Article 17.1 establishes that “The Union respects and does not prejudice the status under national law of the churches and religious associations or communities in the member states.”
While “not prejudicing” the status of churches and religious associations under national law refers to the principle of non-interference, case law of the European Court of Justice and the European Court of Human Rights, places emphasis on the verb “respect” that the Courts interpret “meaning more than ‘acknowledge’ or ‘take into account’. In addition to a primarily negative undertaking, it implies some positive obligation on the part of the State.” (ECHR in Folgero v Norway)
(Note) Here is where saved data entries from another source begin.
PR #383, opened 2024-02-05
runtime neon detection

divinity76:
tested on Oracle Cloud's cheapest ARM VPS VM.Standard.A1.Flex, seems to work. 

possible alternative for https://github.com/BLAKE3-team/BLAKE3/pull/382

### DIFF
--- a/c/blake3_dispatch.c
+++ b/c/blake3_dispatch.c
@@ -96,6 +96,7 @@ enum cpu_feature {
   AVX2 = 1 << 4,
   AVX512F = 1 << 5,
   AVX512VL = 1 << 6,
+  ARM_NEON = 1 << 7,
   /* ... */
   UNDEFINED = 1 << 30
 };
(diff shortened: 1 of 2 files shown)


sneves:
If you go to the [generic AArch64 manual](https://developer.arm.com/documentation/ddi0595/2021-12/AArch64-Registers/ID-AA64PFR0-EL1--AArch64-Processor-Feature-Register-0?lang=en) instead of the Cortex-A75 one, a value of 0 means that AdvSIMD is present, a value of 1 means AdvSIMD+FP16 is present, and a value of 15 means no AdvSIMD. I was under the impression that AdvSIMD was a required feature of AArch64. Go figure.

divinity76:
@sneves  hmm... does that mean
```
    uint64_t id_aa64pfr0_el1;
    __asm__ ("mrs %0, ID_AA64PFR0_EL1" : "=r" (id_aa64pfr0_el1));
    const uint8_t AdvSIMD = (id_aa64pfr0_el1 >> 20) & (1<<0 | 1<<1 | 1<<2 | 1 << 3);
    if(AdvSIMD != 15) {
      features = ARM_NEON;
    } else {
      features = 0;
    }
```
is better?

BurningEnlightenment:
As far as I know _standard_ ARMv8 implementations are required to support NEON, so apart from some rare special purpose CPUs NEON is guaranteed to be available. I heavily doubt that such a special purpose CPU would be used to run off-the-mill binaries / these people would compile with NEON=off anyways. Therefore it looks a whole lot like checking for SSE2 on x86-64 to me.

jblazquez:
Note that the code in this PR will need minor changes now that #389 has been merged.

Details here: https://github.com/BLAKE3-team/BLAKE3/pull/389#issuecomment-2041255514

divinity76:
> As far as I know _standard_ ARMv8 implementations are required to support NEON, so apart from some rare special purpose CPUs NEON is guaranteed to be available. I heavily doubt that such a special purpose CPU would be used to run off-the-mill binaries / these people would compile with NEON=off anyways. Therefore it looks a whole lot like checking for SSE2 on x86-64 to me.

Sounds good to me. Closing.

PR #173, opened 2018-07-05
Ethereum client request timeout.

dzeckelev:
Resolves BV-540.

### DIFF
--- a/dappctrl.config.json
+++ b/dappctrl.config.json
@@ -28,7 +28,12 @@
             "PTCAddrHex": "0x0d825eb81b996c67a55f7da350b6e73bab3cb0ec",
             "PSCAddrHex": "0x7442875d5336894cf2db5f4e295f80538b7b14c0"
         },
-        "GethURL": "https://rinkeby.infura.io/k7mXdaE6eHJ4xMnOvx8Z"
+        "GethURL": "https://rinkeby.infura.io/k7mXdaE6eHJ4xMnOvx8Z",
+        "Timeout": {
+            "ResponseHeaderTimeout":20,
+            "TLSHandshakeTimeout":5,
+            "ExpectContinueTimeout":5
+        }
     },
     "Gas": {
         "PTC": {
--- a/dappctrl.config.json
+++ b/dappctrl.config.json
@@ -30,9 +30,9 @@
         },
         "GethURL": "https://rinkeby.infura.io/k7mXdaE6eHJ4xMnOvx8Z",
         "Timeout": {
-            "ResponseHeaderTimeout":20,
-            "TLSHandshakeTimeout":5,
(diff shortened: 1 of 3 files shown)


dappctrl.config.json
```diff
@@ -28,7 +28,12 @@
             "PTCAddrHex": "0x0d825eb81b996c67a55f7da350b6e73bab3cb0ec",
             "PSCAddrHex": "0x7442875d5336894cf2db5f4e295f80538b7b14c0"
         },
-        "GethURL": "https://rinkeby.infura.io/k7mXdaE6eHJ4xMnOvx8Z"
+        "GethURL": "https://rinkeby.infura.io/k7mXdaE6eHJ4xMnOvx8Z",
+        "Timeout": {
+            "ResponseHeaderTimeout":20,
+            "TLSHandshakeTimeout":5,
+            "ExpectContinueTimeout":5
```
ababo: Minor suggestion: please add a spaces between names and values.

eth/client.go
```diff
@@ -12,20 +12,49 @@ package eth
...
 )
 
 // Block labels.
 const (
 	BlockLatest = "latest"
 )
 
+var (
+	tlsConfig = &tls.Config{
+		ClientSessionCache: tls.NewLRUClientSessionCache(1024),
```
ababo: Suggest to move the magic number to a constant.

eth/client.go
```diff
@@ -12,20 +12,49 @@ package eth
...
+	GethURL  string
+	Timeout  timeout
+}
+
+type contract struct {
+	PTCAddrHex string
+	PSCAddrHex string
+}
+
+type timeout struct {
```
ababo: Do we really need that grouping?

eth/client.go
```diff
@@ -35,6 +64,58 @@ type EthereumClient struct {
...
+	httpEthClient, err := rpc.DialHTTPWithClient(conf.GethURL, httpClient)
+	if err != nil {
+		return nil, err
+	}
+
+	return ethclient.NewClient(httpEthClient), nil
+}
+
+func newHTTPClient(conf *Config) *http.Client {
+	if conf.Timeout.ResponseHeaderTimeout == 0 {
```
ababo: You don't need to manually assign default values. Your `NewConfig()` should return a default instance, then it'll be modified by JSON parsed, i.e. only the fields which are present in the configuration files will be modified, others will remain default.

eth/client.go
dzeckelev: It seems to me that yes. We may have other groups, in the future.

eth/client.go
dzeckelev: This is not necessary here, because the user can enter zero values for the timeouts in the configuration.
In this case, the default configuration will not help.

Article 17 goes further: “Recognising their identity and their specific contribution, the Union shall maintain an open, transparent and regular dialogue with these churches and organisations.” This sentence is very significant, as it implies that the European Union recognizes a particular status for religious organizations in civil society, by virtue of their “specific contribution” to the culture and political identity of the groups that compose it.
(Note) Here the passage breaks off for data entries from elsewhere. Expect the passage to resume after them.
PR #204, opened 2018-07-23
schedule update current supply jobs

furkhat:


monitor/schedule.go
```diff
@@ -354,33 +363,51 @@ func (m *Monitor) findChannelID(el *data.EthLog) string {
...
 	var offering data.Offering
-	if err := data.FindOneTo(m.db.Querier, &offering, "hash", offeringHash); err != nil {
-		m.logger.Error(err.Error())
-		return
+	err := m.db.FindOneTo(&offering, "hash", offeringHash)
+	if err == sql.ErrNoRows {
+		// Try to take related id from after offering publish job.
+		jobsLog := &data.EthLog{}
+		topicHex := topic.Hex()
+		for len(topicHex) < 64 {
```
sofabeat: Not sure about efficiency, but maybe 
* `len(topicHex) <= 64` to remove line 379 OR
* fmt.Sprintf("%064v", topicHex) OR
* use SQL query with regex pattern matching

monitor/schedule.go
```diff
@@ -354,33 +363,51 @@ func (m *Monitor) findChannelID(el *data.EthLog) string {
...
+			topicHex = "0" + topicHex
+		}
+		topicHex = "0" + topicHex
+		err = m.db.SelectOneTo(jobsLog, `WHERE topics->>2 = $1
+						AND type IN ($2, $3)`, topicHex,
+			data.JobAgentAfterOfferingMsgBCPublish,
```
sofabeat: it looks, that `clientUpdateCurrentSupplySchedulers` can be triggered only by Client, based on `if agent {..} else {...}`  (line 105), thus it cannot be `JobAgentAfterOfferingMsgBCPublish`, but only `JobClientAfterOfferingMsgBCPublish`

monitor/schedule.go
```diff
@@ -354,33 +363,51 @@ func (m *Monitor) findChannelID(el *data.EthLog) string {
...
+
+	j := &data.Job{
+		Type:        jobType,
+		RelatedID:   relID,
+		RelatedType: data.JobOffering,
+		Data:        []byte("{}"),
+		CreatedBy:   data.JobBCMonitor,
+	}
+
+	if err := m.queue.Add(j); err != nil {
```
sofabeat: Why not to use `scheduleCommon` ?

monitor/schedule.go
```diff
@@ -354,33 +363,51 @@ func (m *Monitor) findChannelID(el *data.EthLog) string {
...
+	// First try to take related id from offeing in db.
+	topic := el.Topics[3]
+	offeringHash := data.FromBytes(topic.Bytes())
 	var offering data.Offering
-	if err := data.FindOneTo(m.db.Querier, &offering, "hash", offeringHash); err != nil {
-		m.logger.Error(err.Error())
-		return
+	err := m.db.FindOneTo(&offering, "hash", offeringHash)
+	if err == sql.ErrNoRows {
+		// Try to take related id from after offering publish job.
```
sofabeat: where do you assign `relID` , if found?

monitor/schedule.go
furkhat: I prefer exact matching, option `fmt.Sprintf("%064v", topicHex)` looks good, thanks

monitor/schedule.go
furkhat: But we can change our role from client to agent, or from agent to client? Should I ignore this case?

monitor/schedule.go
furkhat: First I don't want to update job id in eth log. Second is the way `scheduleCommon` handles errors, I don't want to mark event for ignore.

I understand that this is a design breaker, because initially it was intended to have single job for single eth log. I hope we'll figure some better design soon.

monitor/schedule.go
furkhat: in `else` block, line 390

monitor/schedule.go
```diff
@@ -354,33 +363,49 @@ func (m *Monitor) findChannelID(el *data.EthLog) string {
...
+			relID = *jobsLog.JobID
+		}
+	} else {
+		relID = offering.ID
 	}
-	offering.CurrentSupply = updateCurSupply(offering.CurrentSupply)
-	if err := data.Save(m.db.Querier, &offering); err != nil {
-		m.logger.Error(err.Error())
+
+	if relID == "" {
```
ababo: Empty `reID` can mean that something wrong was happening with the DB connection (the case when `err != nil && err != sql.ErrNoRows`).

The specific recognition of “churches” in the context of this “Dialogue with Religions, Churches, Humanisms” also provides some indication of the influence of cultural and historical factors. Links between religious bodies and the Union were placed on a more formal basis in 1992 when the Commission established a programme called “A Soul for Europe” whose aim was described as “giving a spiritual and ethical dimension to the European Union”. The facilitation of religious contributions to policy making was not merely a result of a desire to accommodate religious perspectives within EU law and policy but was also seen as an opportunity to use religious organisations to develop a European Civil Society which was regarded as necessary to sustain European integration. Such principles need to be enshrined in Malta’s Constitution.
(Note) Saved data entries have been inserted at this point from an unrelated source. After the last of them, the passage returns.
PR #208, opened 2018-07-27
Added permissions for settings.

dzeckelev:
Resolves BV-409, BV-658, BV-659.

### DIFF
--- a/uisrv/setting.go
+++ b/uisrv/setting.go
@@ -3,6 +3,8 @@ package uisrv
 import (
 	"net/http"
 
+	"gopkg.in/reform.v1"
+
 	"github.com/privatix/dappctrl/data"
 )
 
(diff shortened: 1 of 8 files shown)


uisrv/setting.go
```diff
@@ -43,6 +47,29 @@ func (s *Server) handlePutSettings(w http.ResponseWriter, r *http.Request) {
 		return
 	}
 	for _, setting := range payload {
+		var settingFromDB data.Setting
+
+		// gets setting from database
+		if err := tx.FindByPrimaryKeyTo(&settingFromDB,
+			setting.Key); err != nil {
+			if err != reform.ErrNoRows {
+				tx.Rollback()
```
ababo: I suggest to use the following approach to minimise explicit rollbacks:
```go
// Within transaction.
defer tx.Rollback()

// Some flow with bare returns on error.

tx.Commit()
// Here we return with success.
```

uisrv/setting.go
```diff
@@ -43,6 +47,29 @@ func (s *Server) handlePutSettings(w http.ResponseWriter, r *http.Request) {
...
+				s.replyUnexpectedErr(w)
+				return
+			}
+		}
+
+		// if setting exists and settings.permissions < 2
+		// then setting ignored
+		if settingFromDB.Key != "" {
+			if setting.Permissions < 2 {
```
furkhat: Use constants you defined in `schema.go`

PR #214, opened 2018-07-31
change logs names

drew2a:


dappctrl-dev.config.json
```diff
@@ -177,14 +177,14 @@
             "VPN server": {
                 "Name": "/root/go/bin/dappvpn",
                 "Args": [
-                    "-config=/opt/privatix/config/dappvpn.config.json"
+                    "-config=/opt/privatix/config/dappvpn-server.config.json"
```
kelewind: This config can not now be renamed, since it
1) It is dynamically generated
2) It has a part of the installer's logic

kelewind:
@drew2a 
All renaming of config files through tasks, it is necessary to plan for the next sprint
At the moment, if you want to change the name - the maximum name of the logs

PR #223, opened 2018-08-04
Refactor logging for prepare and msg pkgs.

dzeckelev:
Resolves BV-617.

### DIFF
--- a/svc/dappvpn/main.go
+++ b/svc/dappvpn/main.go
@@ -6,7 +6,6 @@ import (
 	"flag"
 	"fmt"
 	"io"
-	"log"
 	"os"
 	"os/exec"
 	"path/filepath"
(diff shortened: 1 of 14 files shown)


svc/dappvpn/main.go
```diff
@@ -19,12 +19,14 @@ import (
 	"github.com/privatix/dappctrl/svc/dappvpn/msg"
 	"github.com/privatix/dappctrl/svc/dappvpn/prepare"
 	"github.com/privatix/dappctrl/util"
+	"github.com/privatix/dappctrl/util/log"
 )
```
furkhat: I've seen source files where we name our log as `log2` and default log package as it is. Lets follow that convention in all files?

svc/dappvpn/msg/msg_test.go
```diff
@@ -13,20 +13,23 @@ import (
 	"github.com/privatix/dappctrl/sesssrv"
 	"github.com/privatix/dappctrl/svc/dappvpn/mon"
 	"github.com/privatix/dappctrl/util"
+	"github.com/privatix/dappctrl/util/log"
```
furkhat: I've seen source files where we name our log as `log2` and default log package as it is. Lets follow that convention in all files?

svc/dappvpn/main.go
dzeckelev: I deleted the default log package.

svc/dappvpn/msg/msg_test.go
dzeckelev: I deleted the default log package.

In short, this boils down to the lawful political initiative that a public authority effectively not just “respects” the identity of the organisation with respects to general principles of our ‘living’ but to effectively encourage and assist these organisations in executing their contribution to society.
Malta, like other EU countries including Ireland, Germany and Italy, could be considered to have what Samuel Moyn (2015) refers to as a form of “religious constitutionalism”. The establishment of a constitutional court empowered to strike down legislation taken to be inconsistent with such principles, effectively encapsulates the democratic exercise of political power within a set of religious parameters, guaranteed and enforced by an institution of the state itself.
Malta’s Constitution, that provides for a Constitutional Court, establishes the Roman Catholic faith as the country’s religion. The authorities of this church have the duty and the right to teach which principles are right and which are wrong. (Art. 2)
Emphasis is placed on the words “duty” and “right” of the church to teach its “principles”. “Principles” in its wide context stands for belief that influences behaviour resulting from, but not limited to, morals, ethics, standards, probity, conscience as enshrined in the Christian faith and the Catholic Church ethos.
Christian inspired democracy is the raison d’être of today’s European Union and its structured institutions and treaties. It is relevant to point out that after the second world war, Western European countries were determined to create a political system where democracy is not understood in terms of a notion of popular sovereignty, but rather in terms of a countervailing conception of popular autonomy. These concepts have prevailed for decades and have been reconfirmed in the Union’s most recent Treaties.
Malta has endorsed and agreed to these Treaties upon its membership to the European Union. The party in government that believes blindly in majority rule is expected to adhere and to execute the governance of these islands and its people in accordance with EU Treaties and with the EU belief in the churches and religious contribution to society.
Any attempts by government to pass legislation along secular notions, even if in good faith, need be challenged forthwith.